If you get an access fault you know that first character was right and the string comparison continued on into the invalid address. So try first characters until you get an access fault.
Once you have the first character, repeat but now starting the guess 2 characters before the invalid memory, with the right first character and you guess for the second character, and tell the kernel the password is at least 3 characters. Same for the rest of the characters.
(I don't remember if the kernel's string compare checked length first. If it did, add a first step above of determining the password length. Same idea...start near invalid memory, and guess lengths until you find the one that gives an access fault).
I've written and given a lot of references to attacks, countermeasures, fighting the compilers and even non-cryptographic side-channel attacks to uncover someone's Twitter identity:
Kyber Slash (and Kyber Slash II) is a recent one in a very modern, PQC finalist algorithm that is missing from the list if you're looking to expand! This was caused by an integer division by a known constant (KYBER_Q = 3329) under a sensitive numerator, with some optimizing compilers not emitting a regular idiv instruction.
Do any of these attacks matter for single-tenant computers where all network packets are sent on a hardware timer (say, 10 kHz) independent of crypto computing?
Doesn't that mitigate any side-channel timing attacks from the start?
The article cites JavaScript, which is not constant time. There's no sure way to do constant time operations in JavaScript and thus no secure way to do crypto directly in Javascript. Browsers like Firefox depend on low level calls which should be implemented in languages that are constant time capable.
JavaScript needs something like constant time WASM in order to do crypto securely, but seeing the only constant time WASM project on GitHub has only 16 stars and the last commit was 2 years ago, it doesn't appear to have much interest. https://github.com/WebAssembly/constant-time
However, for JavaScript, I recommend Paul's library Noble which is "hardened to be algorithmically constant time". It is by far the best library available for JavaScript. https://github.com/paulmillr/noble-secp256k1
There's two main issues with SubtleCrypto, a minor problem and a major problem.

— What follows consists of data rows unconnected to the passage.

PR #2609, opened 2026-09-03
LCORE-1822: Enable OpenTelemetry delivery E2E test with mock OTLP collector

anik120:
## Description

Implements the Behave step definitions for the previously-skipped OpenTelemetry E2E scenario and turns the test on, so CI now verifies end-to-end that the Lightspeed Core Stack actually delivers telemetry to an OTLP backend.

The scenario asserts that a `responses` request carrying a `safety_identifier` marker results in that marker reaching a collector. Two pieces were needed to make it real:

1. **A mock OTLP/HTTP collector** to receive and assert on exports.
2. **Instrumentation** so the marker (`safety_identifier`) is actually emitted on a span — previously it was only forwarded to the model provider, so the scenario could never pass and was tagged `@skip`.

## Type of change

- [ ] Refactor
- [ ] New feature
- [ ] Bug fix
- [ ] CVE fix
- [ ] Optimization
- [ ] Documentation Update
- [ ] Configuration Update
- [ ] Bump-up service version
- [ ] CI configuration change
- [ ] Unit tests improvement
- [ ] Benchmarks improvement

## Tools used to create PR

- Related Issue #
- Closes #

## Testing

## Summary by CodeRabbit

- **New Features**
  - OpenTelemetry export is now enabled by default for supported deployments.
  - Telemetry can be sent to a configurable OTLP/HTTP endpoint.
  - Response traces now include a caller-provided safety identifier when available.

- **Testing**
  - Added an integrated mock OpenTelemetry collector for end-to-end validation.
  - Expanded coverage to verify telemetry delivery and safety-identifier recording.


tests/e2e/features/steps/opentelemetry.py
```diff
@@ -0,0 +1,223 @@
...
+        capture_output=True,
+        text=True,
+        timeout=timeout,
+        check=False,
+    )
+    if result.stdout:
+        print(result.stdout, end="")
+    if result.returncode != 0:
+        print(result.stderr, end="")
+        raise AssertionError(f"`{' '.join(cmd)}` failed with code {result.returncode}")
```
snuryyeva: Do we need to have compose logic here if we are already have set up added in docker-compose.yaml and docker-compose-library.yaml

tests/e2e/features/steps/opentelemetry.py
```diff
@@ -0,0 +1,223 @@
...
+    collector, which are not deployed on Prow/OpenShift. Returns True when the
+    scenario was skipped so the caller can return early.
+    """
+    if is_prow_environment():
+        context.scenario.skip(
+            "OpenTelemetry delivery scenario requires Docker Compose and the "
+            "mock OTEL collector, which are not deployed on Prow/OpenShift."
+        )
+        return True
+    return False
```
snuryyeva: we can handle this with tag. we have @skip-in-prow tag that can be added to the feature file itself, so the feature does not run in prow.

tests/e2e/features/opentelemetry.feature
snuryyeva: these two steps are both doing the same verification, they poll to check if marker is received by the mock. we could remove one step.

tests/e2e/mock_otel_collector/server.py
```diff
@@ -0,0 +1,166 @@
...
+- ``POST /v1/logs``    : Receive an OTLP log export (log records / events).
+- ``POST /v1/metrics`` : Receive an OTLP metric export.
+  Each returns ``200`` with an empty ``application/x-protobuf`` body, which the
+  OTLP/HTTP exporter accepts as success.
+- ``GET /received``    : Return a JSON summary of everything buffered so far.
+  With ``?contains=<text>`` it reports whether that substring appears in any
+  buffered payload (raw-byte search; OTLP protobuf stores string fields as
+  UTF-8, so a plaintext marker embedded in an attribute value is found).
+- ``POST /reset``      : Clear the buffer (used at the start of a scenario).
+- ``GET /health``      : Liveness probe returning ``{"status": "ok"}``.
```
snuryyeva: for this e2e scenario we do not need to overcomplicate mock with so many different endpoints, I believe we should get away with /recieved, /reset and maybe /health ?

snuryyeva (changes requested):

tests/e2e/features/steps/opentelemetry.py
anik120: Okay so I removed the on-demand `mock-otel` bring-up. It's defined in both `docker-compose.yaml` and `docker-compose-library.yaml` with no profiles, so `docker compose up -d` already starts it; the step now just waits for it to be healthy and resets its buffer.

I kept one compose call: force-recreating lightspeed-stack in the "configure to export" step. That's required because the OTEL SDK only initializes when the entrypoint launches the app under opentelemetry-instrument (`OTEL_SDK_DISABLED=false`), and the exporter target is read from env baked in at container-creation — a docker restart won't apply new env, and we don't want OTEL enabled for every scenario. I moved it into a shared `force_recreate_compose_service` util and added an `after_feature` teardown that reverts the OTEL env and recreates the container so later scenarios aren't affected.

src/app/endpoints/responses.py
```diff
@@ -578,14 +578,18 @@ async def handle_responses_with_tracing(  # pylint: disable=too-many-locals
...
+    span_attributes: dict[str, Any] = {
+        SpanAttributes.USER_ID: anonymize_value(user_id),
+        SpanAttributes.INPUT: anonymize_value(input_text),
+        SpanAttributes.REQUEST_ATTACHMENTS_COUNT: attachments_count,
+    }
+    # safety_identifier is a caller-supplied, non-PII identifier, so it is
+    # recorded verbatim (not anonymized) when present.
+    if original_request.safety_identifier is not None:
+        span_attributes[SpanAttributes.SAFETY_IDENTIFIER] = (
+            original_request.safety_identifier
```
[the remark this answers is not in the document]
anik120: Keeping `safety_identifier` verbatim by design. It's OpenAI's documented, caller-supplied opaque identifier — the API docs explicitly recommend callers send a hash of the username/email rather than the raw value, i.e. it's intended to be non-PII. We record it unaltered so it stays correlatable across systems; USER_ID and INPUT remain anonymized via anonymize_value(). No change here.

anik120:
@snuryyeva thanks for the review! Addressed your comments PTAL

snuryyeva (approved):
LGTM

tests/e2e/features/steps/opentelemetry.py
```diff
@@ -0,0 +1,156 @@
...
+_MOCK_OTEL_PORT = os.getenv("E2E_OTEL_MOCK_PORT", "4318")
+MOCK_OTEL_CONTROL_BASE = f"http://{_MOCK_OTEL_HOST}:{_MOCK_OTEL_PORT}"
+
+# Delivery is asynchronous: the SDK batches spans before export. Poll generously.
+_DELIVERY_TIMEOUT_S = float(os.getenv("E2E_OTEL_DELIVERY_TIMEOUT_S", "45"))
+_DELIVERY_POLL_INTERVAL_S = 2.0
+_HEALTH_TIMEOUT_S = 30.0
+
+
+def _wait_for_mock_health() -> None:
```
radofuchs, line 54: this private method has no point, remove it, since it does the same thing as the healthcheck in the docker compose

tests/e2e/features/steps/opentelemetry.py
```diff
@@ -0,0 +1,156 @@
...
+@given("An OpenTelemetry service is running and listening for OTLP data")
+def otel_service_running(context: Context) -> None:
+    """Ensure the mock OTLP collector is healthy and its buffer is empty.
+
+    The ``mock-otel`` Compose service starts with the rest of the stack, so this
+    step only waits for it to report healthy (Docker health and its own control
+    API) and resets any previously buffered telemetry so the scenario starts
+    from a clean slate.
+    """
+    wait_for_container_health(MOCK_OTEL_SERVICE)
```
radofuchs, line 107: there are two healthchecks for the same thing, the only thing that should be realistically left in this step definition is the reset of mock collector

tests/e2e/features/steps/opentelemetry.py
```diff
@@ -0,0 +1,156 @@
...
+    # before_all sets OTEL_ANONYMIZATION_SECRET; keep any existing value.
+    os.environ.setdefault(
+        "OTEL_ANONYMIZATION_SECRET", "e2e-test-secret-do-not-use-in-production"
+    )
+
+    force_recreate_compose_service(
+        LIGHTSPEED_STACK_SERVICE,
+        is_library_mode=getattr(context, "is_library_mode", False),
+    )
+    wait_for_container_health(LIGHTSPEED_STACK_SERVICE)
```
radofuchs, line 137: we already have a behave step for lightspeed-stack restart, use that one instead

tests/e2e/utils/utils.py
```diff
@@ -515,6 +515,64 @@ def restart_lightspeed_stack_service(
...
+
+    Returns:
+        Absolute path to ``docker-compose-library.yaml`` in library mode,
+        otherwise ``docker-compose.yaml``.
+    """
+    name = "docker-compose-library.yaml" if is_library_mode else "docker-compose.yaml"
+    return absolute_repo_path(name)
+
+
+def force_recreate_compose_service(
```
radofuchs, line 532: please create a behave step deifiniton from this

tests/e2e/features/environment.py
```diff
@@ -39,10 +39,23 @@
...
     remove_config_backup,
     restart_container,
     switch_config,
+    wait_for_container_health,
+    wait_for_lightspeed_stack_http_ready,
+)
+
+# OTEL exporter env vars set by the OpenTelemetry feature's steps. They are
+# reverted after the feature so later scenarios do not inherit OTEL export.
+_OTEL_FEATURE_TAG = "OTel"
```
radofuchs, line 53: remove this, the tags are never meant to hide any kind of logic behind them

tests/e2e/features/environment.py
```diff
@@ -498,14 +511,42 @@ def _restore_config_after_feature_enabled() -> bool:
...
+    force-recreated (a plain ``docker restart`` would keep the OTEL-enabled
+    creation-time env), so later scenarios do not keep exporting to the mock
+    collector. No-op on Prow, where the feature is skipped and Compose is
+    unavailable.
+    """
+    if is_prow_environment():
+        return
+    for var in _OTEL_ENV_VARS:
+        os.environ.pop(var, None)
+    force_recreate_compose_service(
```
radofuchs, line 529: why do we actually need to disable this? I see no relevant reason in having to recreate the whole container just to get rid of the env variables

tests/e2e/features/steps/opentelemetry.py
```diff
@@ -0,0 +1,156 @@
...
+    """Enable OTEL export and recreate the service so the exporter is active.
+
+    The OTEL SDK is only initialized when the entrypoint launches the app under
+    ``opentelemetry-instrument`` (``OTEL_SDK_DISABLED=false``), and the exporter
+    target comes from environment variables fixed at container creation. This
+    sets those variables and force-recreates the ``lightspeed-stack`` container
+    so it exports HTTP/protobuf to the mock collector. ``after_feature`` reverts
+    these variables and recreates the container for later scenarios.
+    """
+    os.environ["OTEL_SDK_DISABLED"] = "false"
```
radofuchs, line 124: these steps require the recreation of the container, so why not set them directly in the docker compose to enable this all the time? If anything it will make sure that the application is able to handle this as it should

tests/e2e/features/opentelemetry.feature
```diff
@@ -1,4 +1,4 @@
-@cfg_authorized @OTel @skip
+@cfg_authorized @OTel @skip-in-prow
```
radofuchs, line 1: do we have a task to get this working also in the konflux environment? If not create one as we need it to work there as well

radofuchs (changes requested):

tests/e2e/features/steps/opentelemetry.py
```diff
@@ -0,0 +1,156 @@
...
+    assert (
+        response.status_code == 200
+    ), f"Failed to reset mock OTEL collector: HTTP {response.status_code}"
+
+
+def _poll_collector_contains(marker: str) -> bool:
+    """Return True once the collector has buffered a payload containing ``marker``."""
+    url = f"{MOCK_OTEL_CONTROL_BASE}/received"
+    deadline = time.monotonic() + _DELIVERY_TIMEOUT_S
+    while True:
```
tisnik, line 86: something like `while time.monotonic() < deadline:` put the condition into the loop control statement

tests/e2e/features/steps/opentelemetry.py
radofuchs: there is absolutely no reason to create this extra step, it only makes things slower. The better approach, as I pointed in my comment below, is just to enable it also in the docker compose by adding this env var there.

tests/e2e/mock_otel_collector/server.py
```diff
@@ -0,0 +1,143 @@
...
+import threading
+from collections import deque
+from http.server import BaseHTTPRequestHandler, ThreadingHTTPServer
+from typing import Any
+
+# Resource bounds so a reachable caller cannot exhaust process memory by sending
+# large or repeated exports (the Compose service publishes port 4318). The deque
+# caps the entry count (evicting oldest); the per-body cap bounds each entry.
+_MAX_BODY_BYTES = 5 * 1024 * 1024  # reject a single OTLP body larger than 5 MiB
+_MAX_ENTRIES = 1000  # keep at most this many buffered exports
```
tisnik, line 39: 5GB in total?

tests/e2e/mock_otel_collector/server.py
```diff
@@ -0,0 +1,143 @@
...
+    def _handle_received_query(self, query: str) -> None:
+        """Answer a count or substring query over the buffered exports."""
+        contains = None
+        for pair in query.split("&"):
+            key, sep, value = pair.partition("=")
+            if sep and key == "contains":
+                contains = value
+                break
+
+        if contains:
```
tisnik, line 80: I'd use `contains is not None` if we really need to detect empty parameter

tests/e2e/mock_otel_collector/server.py
```diff
@@ -0,0 +1,143 @@
...
+            needle = contains.encode("utf-8")
+            with _lock:
+                matches = sum(1 for body in _received if needle in body)
```
tisnik, line 83: can be replaced by len(for ...), but whatever

tests/e2e/mock_otel_collector/server.py
```diff
@@ -0,0 +1,143 @@
...
+        try:
+            length = int(raw_length)
+        except ValueError:
+            self._send_json(400, {"error": "invalid content-length"})
+            return
+        if length < 0 or length > _MAX_BODY_BYTES:
+            self._send_json(413, {"error": "payload too large"})
+            return
+
+        body = self.rfile.read(length) if length else b""
```
tisnik, line 120: is it test for None? or zero?

tests/e2e/mock_otel_collector/server.py
anik120: Right, 1000 entries × 5 MiB was a ~5 GB worst case. Fixed by adding a total-bytes cap alongside the entry-count cap. The buffer now evicts oldest entries whenever either limit is exceeded [here](https://github.com/lightspeed-core/lightspeed-stack/pull/2609/changes#diff-c3db036ba30bccaacad9a8df69b04bc343d69adea57ce792e9de66331f7eb63fR62-R65). So the effective ceiling is now 64 MiB regardless of entry count. /reset zeroes both the deque and the running total.

tests/e2e/features/opentelemetry.feature
anik120: Do you mind helping me by creating that? I'm sure you know better than me where exactly the task should be created and tracked and what to write ;)

tests/e2e/mock_otel_collector/server.py
anik120: It's testing for zero, not None. length comes from int(raw_length) and negatives/oversized values are already rejected above, so it's always a non-negative int — never None. I've made that explicit by changing if length to if length > 0 (and clarified the comment), so a zero-length body just becomes b"" without a read.

anik120:
@radofuchs @tisnik PTAL. Pivoted the whole thing to always-on OTEL export: the OTEL_* vars now default to export-on pointing at `mock-otel` directly in `docker-compose.yaml`/`docker-compose-library.yaml`, and lightspeed-stack lists `mock-otel` under `depends_on`. That removes the need to force-recreate the container per scenario, so I've deleted `force_recreate_compose_service` and `compose_file_for_mode` altogether. The step definition is now simply: 

"Wait for the collector's Docker health + reset its buffer."

tests/e2e/features/opentelemetry.feature
radofuchs: created https://redhat.atlassian.net/browse/LCORE-4183

radofuchs (approved):
LGTM

tisnik (approved):
LGTM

The minor problem is that it doesn't support much. 13 year old modern algorithms like Ed25519 and Ed25519ph are largely unsupported and browser support moves at glacial speed. Ed25519ph isn't supported by any, even though it's been adopted by NIST (see FIPS 186-5). This is where libraries like Paul's must be used. For browser support see https://caniuse.com/mdn-api_subtlecrypto_sign_ed25519
The major problem with SubtleCrypto is that it requires the original message to sign and verify. SubtleCrypto.sign(algorithm, key, data) and SubtleCrypto.verify(algorithm, key, signature, data)
This means that if signing a 2 GB document, Go can easily verify the signature using the 256 bit digest, while Javascript would require the whole 2 GB document to be loaded into SubtleCrypto.verify before verification and is an enormous waste of resources.
If it isn't clear from the above what the problem is, let me rephrase: SubtleCrypto's sign and verify always rehashes, so a developer cannot give it the digest. Instead, developers are forced to give it the whole document so it can rehashed by SubtleCrypto. This is a significant design blunder that others, like Go, avoided and will motivate developers to use less constant time safe libraries like Paul's.
>If you didn’t, here’s how the exploit works. The comparison operator, “!==”, is vulnerable to a timing attack. The string comparison compares the two keys one byte at a time, stopping as soon as it finds an offset where the two strings do not match. As a result, checkApiKey will take longer if the two keys start with the same bytes. It’s sort of like if the error message itself said “wrong key, but you got the first 2 bytes right!”.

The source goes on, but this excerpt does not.